You get errors like :

  1. Single stepping until exit from function _initialize_environment_for_kmain, which has no line number information. This means that the code that the debugger is currenly referencing a function called "_initialize_environment_for_kmain". And this code does not have line information This error may occur because of two reasons :

    1. The debugger cannot find the debug symbol table : This can be solved by adding the debug sybol table "debug = true" in the build configuration.
    2. The code is not part of the Source Code scope. The code is not part of the Source Code because it is an object file dependency. And those object file dependencies were not compiled with debug symbol tables. So the debugger does not have line information for them. This might happen if you step on code such as boot_code, external libraries, initialization routines.
      In our case, This happens because the "_initialize_environment_for_kmain" was written as assembly language that glued together the source_code for kmain and kinit.
      This assembly code was compiled as a dependecy file.
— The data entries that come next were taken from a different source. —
PR #4682, opened 2024-01-16
fix: actually support vswhere not finding something

mitchcapper:
By default vswhere returns a non-zero error code making our error handling fail

I don't remember if I am mis-remembering a line suppress error option in powershell but I couldn't find it, and I didn't want to try/catch this.


amaitland:
Thanks! Let me know if you need this merged into the 120 branch.

Issue #4621, opened 2023-11-01
Error while fulfilling of JS: Request BrowserId : 1 not found it's likely the browser is already closed


maksimrudn:
### Is there an existing issue for this?

- [X] I have searched both open/closed issues, no issue already exists.

### CefSharp Version

117.2.40

### Operating System

Windows 10

### Architecture

x64

### .Net Version

.net 6.0

### Implementation

OffScreen

### Reproduction Steps

Version: Above 108

Steps:
Create instance of CefSharp.OffScreen.ChromiumWebBrowser
br = CefSharp.OffScreen.ChromiumWebBrowser();

Go by url 2 times:
br.Load(url)
await br.EvaluateScriptAsPromiseAsync(script);
br.Load(url)
await br.GetSourceAsync();
br.Load(url)

Fulfill JS
_browser.EvaluateScriptAsPromiseAsync(script)

### Expected behavior

Fulfilling of JS

### Actual behavior

JS Error Request BrowserId : 1 not found it's likely the browser is already closed

### Regression?

After regression to version 108 problem dissapeared.

### Known Workarounds

Likely problem is here
https://github.com/cefsharp/CefSharp/blob/master/CefSharp.BrowserSubprocess.Core/CefAppUnmanagedWrapper.cpp
Look at history..

### Does this problem also occur in the CEF Sample Application

Yes using WPF/OffScreen command line args

amaitland:
> ### Reproduction Steps
> Version: Above 108

Please create a Unit test that reliably reproduces the problem and submit a `PR`.

https://github.com/cefsharp/CefSharp/tree/master/CefSharp.Test

Your code is incomplete and not enough for me to investigate this.

> Likely problem is here
> https://github.com/cefsharp/CefSharp/blob/master/CefSharp.BrowserSubprocess.Core/CefAppUnmanagedWrapper.cpp
> Look at history..

What is the problem **exactly**? Please provide details of your analysis.

Just saying look at history is meaningless. If you can see a specific error that needs fixing then submit a `PR`.

Likely this is the result of `upstream` changes to `CEF/Chromium`.

maksimrudn:
> > ### Reproduction Steps
> > Version: Above 108
> 
> Please create a Unit test that reliably reproduces the problem and submit a `PR`.
> 
> https://github.com/cefsharp/CefSharp/tree/master/CefSharp.Test
> 
> Your code is incomplete and not enough for me to investigate this.
> 
> > Likely problem is here
[...]

PR #4741, opened 2024-03-03
Add Test to replicate issue #4621

nebojsasandin:
Modified Google test to replicate this issue: https://github.com/cefsharp/CefSharp/issues/4621

### DIFF
--- a/CefSharp.BrowserSubprocess.Core/BindObjectAsyncHandler.h
+++ b/CefSharp.BrowserSubprocess.Core/BindObjectAsyncHandler.h
@@ -151,14 +151,14 @@ namespace CefSharp
                                     auto rootObjectWrappers = _browserWrapper->JavascriptRootObjectWrappers;
 
                                     JavascriptRootObjectWrapper^ rootObject;
-                                    if (!rootObjectWrappers->TryGetValue(frame->GetIdentifier(), rootObject))
+                                    if (!rootObjectWrappers->TryGetValue(StringUtils::ToClr(frame->GetIdentifier()), rootObject))
                                     {
 #ifdef NETCOREAPP
                                         rootObject = gcnew JavascriptRootObjectWrapper(browser->GetIdentifier());
 #else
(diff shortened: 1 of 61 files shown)


amaitland:
- Please fix the formatting (you've reformatted the whole file). 
- Please create a new test for the issue rather than rewriting an existing one (we still need to keep the existing one).

> [Add files via upload](https://github.com/cefsharp/CefSharp/pull/4741/commits/aa9497109a6cd82083cc55805cb15fe3e3accd8d)

It appears you've uploaded the file which makes me wonder if you've actually run the test?

nebojsasandin:
@amaitland 
Is it better now?
- Previously you've given me a direct line to a Google test method, made me think you wanted me to include this Google-related issue into that test. Forgive my foolishness.
- I have created a new test, and ran it, it still produces the same issue previously stated.
- Originally I could not run any tests on my end, when I compiled the code I got a whole bunch of C++ errors I'm unfamiliar with, and I could not work out how to make it run, so I just changed the test I needed to. Then I got error 403 - Forbidden when I tried to commit from my computer, so I simply uploaded the file via git web. I did not think it would mess up the entire file formatting. Sorry about that. Desktop git is working now, and the entire source is compiling properly, so I was able to do both: run the test locally, and commit changes properly.
- Let me know if there's anything else you need from me.

amaitland:
Thanks. I'll have a look closer on the weekend.

amaitland:
The issue does indeed look like an `upstream` one. If you isolate the two origins in different render processes then it should work as expected.

```c#
settings.CefCommandLineArgs.Add("isolate-origins", "https://www.google.com,https://accounts.google.com/");
```

amaitland:
I've manually merged this test in commit https://github.com/cefsharp/CefSharp/commit/800cbcf0fd58d85bfa0c3f57636ddfa823a1b830

It's now in a separate file that references the original issue.

Thanks for the unit tests 👍

PR #4771, opened 2024-03-27
Further demonstration of issue: https://github.com/cefsharp/CefSharp/issues/4621

nebojsasandin:
Previously, it was concluded that the bypass for issue: https://github.com/cefsharp/CefSharp/issues/4621 can be resolved by using:

`settings.CefCommandLineArgs.Add("isolate-origins", "https://accounts.google.com,https://chrome.google.com,https://chromewebstore.google.com,https://mail.google.com,https://www.google.com,https://google.com");`

...however, there's a new test which demonstrates that this workaround isn't always helpful.

GoogleSearchToGoogleAccountsBreaksJS() test method works with the workaround method, however: GoogleSearchToGmailBreaksJS() test method does not work.


amaitland:
Test added in https://github.com/cefsharp/CefSharp/commit/527a062924925e686ef7f6c816be09288764a633

They'll only run locally for now.

See https://github.com/cefsharp/CefSharp/issues/4621

PR #4796, opened 2024-05-07
Implement AcceleratedPaintInfo

Scalibq:
Implement AcceleratedPaintInfo so the shared texture can be used for accelerated rendering in a custom IRenderHandler.
Code was successfully tested against Direct3D11.1 using SharpDX on Windows 11.
Use SharpDX.Direct3D11.Device1.OpenSharedResource1< Texture2D >(AcceleratedPaintInfo.SharedTextureHandle);
Then copy the contents of this resource to your own Texture2D before returning from OnAcceleratedPaint().

### DIFF
--- a/CefSharp/AcceleratedPaintInfo.cs
+++ b/CefSharp/AcceleratedPaintInfo.cs
@@ -8,11 +8,30 @@ using CefSharp.Enums;
 namespace CefSharp
 {
     /// <summary>
-    /// AcceleratedPaintInfo
+    /// Class representing accelerated paint info.
     /// </summary>
     public sealed class AcceleratedPaintInfo
     {
-        public IntPtr SharedTextureHandle;
-        public ColorType Format;
+        /// <summary>
+        /// Handle for the shared texture. The shared texture is instantiated
+        /// without a keyed mutex.
+        /// </summary>
+        public IntPtr SharedTextureHandle { get; }
+
+        /// <summary>
+        /// The pixel format of the texture.
+        /// </summary>
+        public ColorType Format { get; }
+
+        /// <summary>
+        /// AcceleratedPaintInfo
+        /// </summary>
+        /// <param name="sharedTextureHandle">Handle to the shared texture resource</param>
+        /// <param name="format">The pixel format of the shared texture resource</param>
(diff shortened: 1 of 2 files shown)


CefSharp/AcceleratedPaintInfo.cs
```diff
@@ -2,12 +2,17 @@
...
+using CefSharp.Enums;
+
 namespace CefSharp
 {
     /// <summary>
     /// AcceleratedPaintInfo
     /// </summary>
     public sealed class AcceleratedPaintInfo
     {
+        public IntPtr SharedTextureHandle;
```
amaitland, line 15: These should be immutable properties

Please add a `get` and set via constructor. for both properties

Also please include the appropriate xml doc based on the `CEF API`.

CefSharp/AcceleratedPaintInfo.cs
```diff
@@ -2,12 +2,17 @@
 //
 // Use of this source code is governed by a BSD-style license that can be found in the LICENSE file.
 
+using System;
+using CefSharp.Enums;
+
 namespace CefSharp
 {
     /// <summary>
     /// AcceleratedPaintInfo
```
amaitland, line 11: Please update to match the `CEF API`.

```
Class containing shared texture information for the OnAcceleratedPaint
callback. Resources will be released to the underlying pool for reuse when
the callback returns from client code.
```

amaitland (changes requested):
Thanks for the `PR`.

Comments inline.

CefSharp/AcceleratedPaintInfo.cs
Scalibq: The underlying CEF code takes care of the resource management.
The callback only passes a handle to the resource.
When using this callback, you just need to know that you cannot use the handle after returning. That's what this documentation says.
As I already said above: make a copy of the resource inside the callback, if you intend to use it outside of the callback.

amaitland: Please add the relevant `xml doc` and change the public fields (the project doesn't use public fields unless they're static) to properties set via the constructor.

Thanks!

amaitland (approved):

Issue #4801, opened 2024-05-13
WPF - JavaScript DragEnd event not emitted


WilliamTomOBrien:
### Is there an existing issue for this?

- [X] I have searched both open/closed issues, no issue already exists.

### CefSharp Version

124.3.50.0

### Operating System

Windows 11

### Architecture

x64

### .Net Version

4.7.2

### Implementation

WPF

### Reproduction Steps

1. Run CefSharp.Wpf.Example
2. Load the [following gist](https://gist.github.com/WilliamTomOBrien/5d6a457062302dd3b9df8d722e1fa94c) in the browser
3. Drag the blue box from one grey box to the other
4. View the emit drag and drop events listed below

### Expected behavior

I would expect the `dragend` event to be emit when the drag operation ended, as described [here](https://developer.mozilla.org/en-US/docs/Web/API/HTML_Drag_and_Drop_API#drag_events). In this example, this would be reflected by `dragend` being printed at the bottom of the event list.

This behavior does occur when using the CEF browser, as shown below.
![cef-124-drag-and-drop-events](https://github.com/cefsharp/CefSharp/assets/29744773/a2ec2b59-d64e-4ed9-ad01-be86abc35e95)

### Actual behavior

The `dragend` event is not emit after dragging and dropping an element. 

![cefsharp-124-drag-and-drop-events](https://github.com/cefsharp/CefSharp/assets/29744773/e57b2f0f-f44c-4a9f-9b2c-e6549b109bd0)

Apologies for printing the events to the screen - I wanted the gif showing the behavior in CEF to match, and unfortunately trying to load DevTools when running the `cefclient.exe --multi-threaded-message-loop --no-sandbox --off-screen-rendering-enabled --enable-gpu` command would crash my instance of CEF.

### Regression?

[This issue](https://github.com/cefsharp/CefSharp/issues/3941) seems like it may potentially be relevant, however was not followed up on by the creator. Unfortunately, I was unable to verify if this was the case, as I was unable to build the [cefsharp/86](https://github.com/cefsharp/CefSharp/tree/cefsharp/86) branch.

### Known Workarounds

No known workarounds, aside from avoiding any functionality that would rely on an event handler for `dragend`.

### Does this problem also occur in the CEF Sample Application

No

amaitland:
If `cefclient` with `--off-screen-rendering-enabled` works correctly then you can compare the behaviour and see what changes are required in the `WPF` implementation.

[...]

PR #4814, opened 2024-05-29
WPF - Ensure only single drag operation is emit on DragSourceEndedAt

WilliamTomOBrien:
**Fixes:** #4801 

**Summary:** 
   - This change ensures that only `none`, `move`, `copy`, or `link` can be passed the the browser host to signify a DragEnd event. Specifying multiple flags on the bitmask seems to prevent the event from firing, and therefore the result that is returned from DragDrop.DoDragDrop is compared to the last drag drop effect we have on record.
   - When doing further testing after creating the issue, I noticed that the dragEnd event *was* emit when I cancelled the drag drop. Beyond this, when testing and manually specifying the flag, I noticed the event was emit when using the `none`, `move`, `copy`, or `link` flags by themselves in the bitmask, and seemed to correlate with the event's `dataTransfer.dropEvent` field. Given the API specifies that can only be one of those four values (and not a mixture of [them](https://developer.mozilla.org/en-US/docs/Web/API/DataTransfer)), that seemed reasonable. Furthermore, it seemed that the `DoDragDrop` function used within the `StartDragging` function would consistently return the mask with more than one value set.
  
**Changes:** 
   - I have modified the implementation of the CefSharp.Wpf ChromiumWebBrowser's StartDragging method, but no significant changes were made to the structure of the code.
      
**How Has This Been Tested?**  

This has been tested by going through the same process detailed in the issue [here](https://github.com/cefsharp/CefSharp/issues/4801#issue-2293862100). This was done on Windows 11, with an x64 architecture, .NET Version 4.7.2, and the WPF implementation.

**Types of changes**

- [ ] Updated documentation

**Checklist:**

- [X] Commented my code
- [ ] Changed the documentation(if applicable) N/A
- [X] New files have a license disclaimer

### DIFF
--- a/CefSharp.Wpf/ChromiumWebBrowser.cs
+++ b/CefSharp.Wpf/ChromiumWebBrowser.cs
@@ -920,7 +920,7 @@ namespace CefSharp.Wpf
             {
                 if (browser != null)
                 {
-                    //DoDragDrop will fire DragEnter event
+                    // DoDragDrop will fire DragEnter event
                     var result = DragDrop.DoDragDrop(this, dataObject, allowedOps.GetDragEffects());
                     var dragEffects = currentDragDropEffects.HasValue ? currentDragDropEffects.Value : DragDropEffects.None;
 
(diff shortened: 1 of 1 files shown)


amaitland:
Thanks for the PR 👍 

We should compare this to the cefclient reference implementation.

amaitland:
Some quick testing and this look ok 👍 It probably needs more thorough testing though.

Rather than let it sit here I'll extract the logic out into a method and allow for customisation of the behaviour.

Someone can implement their own custom logic (or revert to the previous behaviour if they wanted).

Follow up PR #4845

PR #4845, opened 2024-06-23
WPF - Add GetDragOperationsMask virtual method to allow custom behaviour

amaitland:
Extract behaviour into method so user can override if required.

Follow up to PR# 4814


amaitland:
The only thing I don't like is the name being the same as the extension method. I don't have a better name, so going with that for now.

Issue #4867, opened 2024-07-06
Change Cef.IsInitialized from bool to bool?


amaitland:
Change to nullable to we can track the not initialized state, and true/false.

We can then provide better error messages for the Chromium process singleton #4668

PR #4869, opened 2024-07-06
Core - Change Cef.IsInitialized from bool to bool?

amaitland:
**Fixes:**
#4867

**Summary:**
Change to  nullable bool

- change type
- Throw exception if false
      
**How Has This Been Tested?**  
Needs more testing

**Types of changes**

- [ ] Updated documentation

**Checklist:**

- [ ] Commented my code


CefSharp.Core.Runtime/Cef.h
```diff
@@ -555,11 +555,11 @@ namespace CefSharp
             /// </summary>
             static void Shutdown()
             {
-                if (_initialized)
```
amaitland, line 558: If `_initialized` is null potentially we should just return

CefSharp.Core.Runtime/Cef.h
```diff
@@ -615,11 +615,11 @@ namespace CefSharp
             /// </summary>
             static void ShutdownWithoutChecks()
             {
-                if (_initialized)
+                if (_initialized.GetValueOrDefault())
```
amaitland, line 618: Same as above

amaitland:
I've asked https://www.magpcss.org/ceforum/viewtopic.php?f=6&t=19918 to see if it's possible to call `CefInitialize` twice if the first time fails due to singleton.

Assuming the answer will be `no`. If it's `yes` then we can change some of the checks later.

    To solve this, We can decide to use step and next commands ONLY when we are within the source code scope. You will know that you are in the source code scope if the source code gets displayed on screen. The moment you reach the end of a function, call "continue" comand so that you can cruise over the 3rd party code.

    You can also decide to make ALL CODE to become Rust_written code. That way, assembly files that act as external files do not get to exist. You can assure this by making all assembly be "inline assembly".

    You cn also decide to compile the external assembly files with debug information attached. I do not know how to do this.

  2. fdfd

On this day : 2/7/2023
The Debugger saved my life. I will be eternally grateful to the creators of gbd and gdb muilti-arch
You saved my life.
Debugging is the BEST!!
I will worship GDB-multiarch for the rest of my life.

Especially the command : "info registers" --- I LOVE YOUUU. HA HA HA .

As for tutorial : See this chatgpt talk : https://chat.openai.com/share/feda48a4-27ce-4563-b0d4-73047257256f

more commands:

  1. info breakpoints --get info about the set breakpoints
  2. break file:line_number

If you have the address of an instruction, you can get info about the source code of that specific instruction using the list command: For example

(gdb) list *0x8000035e
0x8000035e is in hobo_os::interrupt_and_exception_handling::rust_trap (src/interrupt_and_exception_handling/mod.rs:65).
(gdb) list 0x8000035e
Function "0x8000035e" not defined.

To print the symbols that are in the current context (i.e., the current scope) while debugging with GDB, you can use the info locals and info args commands. These commands show local variables and function arguments, respectively,

If you call a function in assembly. Make sure the source code of that funtion has a return function
In hindsight, if you are trying to modify the return address in rust code, it is better to use jump instruction instead of a call instruction.

printing registers

  • To print all non-priviledge registers : "info registers"
  • To print a specific register (both priviledge and unpriviledged) : "print $mstatus", "print $ra"

Printing Memory values

To print the value stored at a specific memory address while using GDB (GNU Debugger), you can use the x (examine) command. The syntax for the x command is as follows:

x/[n][fu] address

Where:

n is an optional count representing the number of units to display. If omitted, it defaults to 1.
f is an optional format specifier to control the display format of the data.
u is an optional unit size specifier (b for bytes, h for halfwords, w for words, g for giant words).

For example : x/2h 0x12345678

This will print two consecutive halfwords (16 bits each) starting from the memory address 0x12345678.